In her 90’s, after living with her daughter Nimi for many years, she took the oath and became a citizen of the United States of America. She was a careful observer of the Trump, Obama, and Bush Presidencies as she was keenly interested in politics. She would watch Fox News as avidly as she would have read Sri Lanka’s Daily News. She was a voracious reader who consumed volumes of written material up until her last days. I have chronicled this earlier in an article referenced below celebrating her 100th birth day.

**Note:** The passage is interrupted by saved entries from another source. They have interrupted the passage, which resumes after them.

PR #20906, opened 2024-02-25
picohttpparser: add tests for the Request methods

enghitalo:


vlib/picohttpparser/request_test.v
```diff
@@ -0,0 +1,73 @@
...
+	assert req.headers[0].name == 'Host'
+	assert req.headers[0].value == 'example.com'
+}
+
+pub fn test_handles_invalid_requests() {
+	mut req := Request{}
+	err := req.parse_request('INVALID REQUEST') or {
+		assert false, 'error while parse request: ${err}'
+		assert err.msg.contains('parse error')
+		assert err.code == 55
```
spytheman, line 22: That does not make sense.
Once the first `assert false` fails, the rest will not be executed.

spytheman (approved):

There is much to learn from her life. What I have observed is that for many, life is a long journey full of intoxicating highs, gut wrenching lows, and much in between. Everyone can not rise to heights of power, success, wealth, or fame. However, even a simple life can matter so much to so many people. Life is meant to be lived, the good taken with the bad. All things should be taken in stride, just like my grandmother took them, pushing forward and doing good things in her own way.

Viola Welikala died at home. It was Christmas 2020, and she was happy to be able to gather with all of her children in Las Vegas, despite the Covid restrictions that kept them apart for so long. She was alive and well, and almost poetically, after the joy of Christmas she slipped into the end. She passed away a few days later on January 1, 2021. It was a great death and a great life, to be celebrated and not mourned. She would have wanted it that way.